PR #121, opened 2021-10-24
feat: Implement the edit_message action

Blond11516:
Part of #29

- Adds the edit_message action.
- Adds the notion of "constraints" to endpoints. Constraints are like validations, except that they can look at multiple parameters at a time instead of only one. Useful for implementing "at least on of" or "only one of" type validations.
- Adds support for multipart messages to the generic rest module. It currently assumes a `:file` option. Looking at the discord docs, it looks like `create_message` and `edit_message` are the only two endpoints that use such an option.
- Documents the different available validations and constraints for actions
- Adds a step to the action executor to check that the bot is ready.
- In the `hanshake_shard` test setup, add a small delay before returning to make sure the shard has had time to receive and handle the message telling it it's ready. Also asserts that the bot is ready.
- Allow the `assert_has_error` test helper to receive only a single error instead of a list.

### DIFF
--- a/lib/mobius/actions/message.ex
+++ b/lib/mobius/actions/message.ex
@@ -64,6 +64,40 @@ defmodule Mobius.Actions.Message do
           {:ok, %Mobius.Models.Message{} = message}
       """,
       model: Mobius.Models.Message
+    },
+    %Endpoint{
+      name: :edit_message,
+      url: "/channels/:channel_id/messages/:message_id",
+      method: :patch,
+      params: [{:channel_id, :snowflake}, {:message_id, :snowflake}],
+      opts: %{
+        content: {:string, [max: 2000]},
+        embed: :any,
+        flags: :integer,
+        file: :any,
+        allowed_mentions: :any
+      },
+      constraints: [{:one_of, [:content, :embed, :file]}],
+      discord_doc_url: "https://discord.com/developers/docs/resources/channel#edit-message",
+      model: Mobius.Models.Message,
+      multipart?: true,
+      doc: """
+      Edits an exsting message
+
+      Only the original author of the message may edit the "content" and
+      "embeds" fields. Flags may be edited by anyone.
+
+      Be awarae that updating flags works as a complete replacement. This means
+      that if you want to add a new flag, you also need to set all existing
+      flags along with the new one.
+
+      Refer to `send_message/2` for more information on the message body format.
+
+      ## Example
+
+          iex> send_message(%{content: "Some content"}, channel_id)
+          {:ok, %Mobius.Models.Message{} = message}
+      """
     }
   ])
 
--- a/lib/mobius/actions/message.ex
+++ b/lib/mobius/actions/message.ex
@@ -77,17 +77,17 @@ defmodule Mobius.Actions.Message do
         file: :any,
         allowed_mentions: :any
       },
-      constraints: [{:one_of, [:content, :embed, :file]}],
+      constraints: [{:at_least_one_of, [:content, :embed, :file]}],
       discord_doc_url: "https://discord.com/developers/docs/resources/channel#edit-message",
       model: Mobius.Models.Message,
       multipart?: true,
       doc: """
-      Edits an exsting message
+      Edits an existing message
 
       Only the original author of the message may edit the "content" and
       "embeds" fields. Flags may be edited by anyone.
 
-      Be awarae that updating flags works as a complete replacement. This means
+      Be aware that updating flags works as a complete replacement. This means
       that if you want to add a new flag, you also need to set all existing
       flags along with the new one.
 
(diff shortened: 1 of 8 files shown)


lib/mobius/actions/message.ex
```diff
@@ -64,6 +64,40 @@ defmodule Mobius.Actions.Message do
...
+      method: :patch,
+      params: [{:channel_id, :snowflake}, {:message_id, :snowflake}],
+      opts: %{
+        content: {:string, [max: 2000]},
+        embed: :any,
+        flags: :integer,
+        file: :any,
+        allowed_mentions: :any
+      },
+      constraints: [{:one_of, [:content, :embed, :file]}],
```
ZeLarpMaster: I think `:at_least_one_of` would be more appropriate since I'd expect an `:only_one_of` to happen later and it would cause confusion

lib/mobius/actions/message.ex
```diff
@@ -64,6 +64,40 @@ defmodule Mobius.Actions.Message do
...
+      discord_doc_url: "https://discord.com/developers/docs/resources/channel#edit-message",
+      model: Mobius.Models.Message,
+      multipart?: true,
+      doc: """
+      Edits an exsting message
```
ZeLarpMaster: Typo: `existing`

lib/mobius/actions/message.ex
```diff
@@ -64,6 +64,40 @@ defmodule Mobius.Actions.Message do
...
+
+      Only the original author of the message may edit the "content" and
+      "embeds" fields. Flags may be edited by anyone.
+
+      Be awarae that updating flags works as a complete replacement. This means
```
ZeLarpMaster: Typo: `aware`

lib/mobius/endpoint.ex
```diff
@@ -17,6 +17,10 @@ defmodule Mobius.Endpoint do
   - discord_doc_url: The URL for the official Discord documentation for this
   endpoint.
   - doc: The documentation of the function.
+  - multipart?: Whether the endpoint can contain multipart form data. If true,
+  the endpoint has to have an option with the name `:file`.
+  - constraints: Additional contstraints for `:opts` that that involve
```
ZeLarpMaster: Typo: `contstraints` --> `constraints`

lib/mobius/validations/action_validations.ex
```diff
@@ -1,17 +1,75 @@
...
+  a one-arity function in that module. The function will receive the option
+  value as its only argument.
+
+  ### :emoji
+
+  An emoji. Must be a `Mobius.Models.Emoji` struct.
+
+  ## Constraints
+
+  Contsraints are similar to validator in that they verify that some conditions
```
ZeLarpMaster: Typo: `Constraints`

lib/mobius/validations/action_validations.ex
```diff
@@ -71,6 +129,32 @@ defmodule Mobius.Validations.ActionValidations do
...
+          options
+          |> Enum.map(fn option -> params[option] end)
+          |> Enum.any?(fn val -> val != nil end)
+
+        if valid? do
+          errors
+        else
+          expected_options =
+            options
+            |> Enum.join(", ")
```
ZeLarpMaster, line 145: TIL that `Enum.join` with a list of atoms still works

test/support/fixtures.ex
```diff
@@ -51,6 +51,12 @@ defmodule Mobius.Fixtures do
 
     Socket.notify_payload(data, @shard)
 
+    # Yield to give the shard time to handle the message. Not a very safe way to
+    # do this, but since there's barely anything going on during tests it works
+    # well enough.
+    Process.sleep(5)
```
ZeLarpMaster, line 57: 5ms is not a long time, but I guess we'll see if the tests are unstable

ZeLarpMaster (changes requested):
Overall pretty good stuff, I like the way multipart is handled declaratively!

lib/mobius/actions/message.ex
Blond11516: Good point!

lib/mobius/validations/action_validations.ex
Blond11516: Yeah I initially did the conversion manually but I tried it out of curiosity and it worked 😛 Looking at the docs, anything "convertible to a string" works.

test/support/fixtures.ex
Blond11516: We really don't need a long delay here. I added it because I was getting one after some changes, but even with 1 ms I couldn't get a test to fail. I think that since there's basically nothing going on at that point just the fact that the process yields its thread is enough for the shard to pick up the message.

I bumped it up because I assumed the CI runners are slower than my machine, but I think it should work fine.

ZeLarpMaster (approved):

§

◆ **EXERCISE REQUIREMENTS**: Out of the preceding entries, pull each line that contains the word "shard".

◆ **THE COMPLETED TASK**:
- In the `hanshake_shard` test setup, add a small delay before returning to make sure the shard has had time to receive and handle the message telling it it's ready. Also asserts that the bot is ready.
     Socket.notify_payload(data, @shard)
+    # Yield to give the shard time to handle the message. Not a very safe way to
Blond11516: We really don't need a long delay here. I added it because I was getting one after some changes, but even with 1 ms I couldn't get a test to fail. I think that since there's basically nothing going on at that point just the fact that the process yields its thread is enough for the shard to pick up the message.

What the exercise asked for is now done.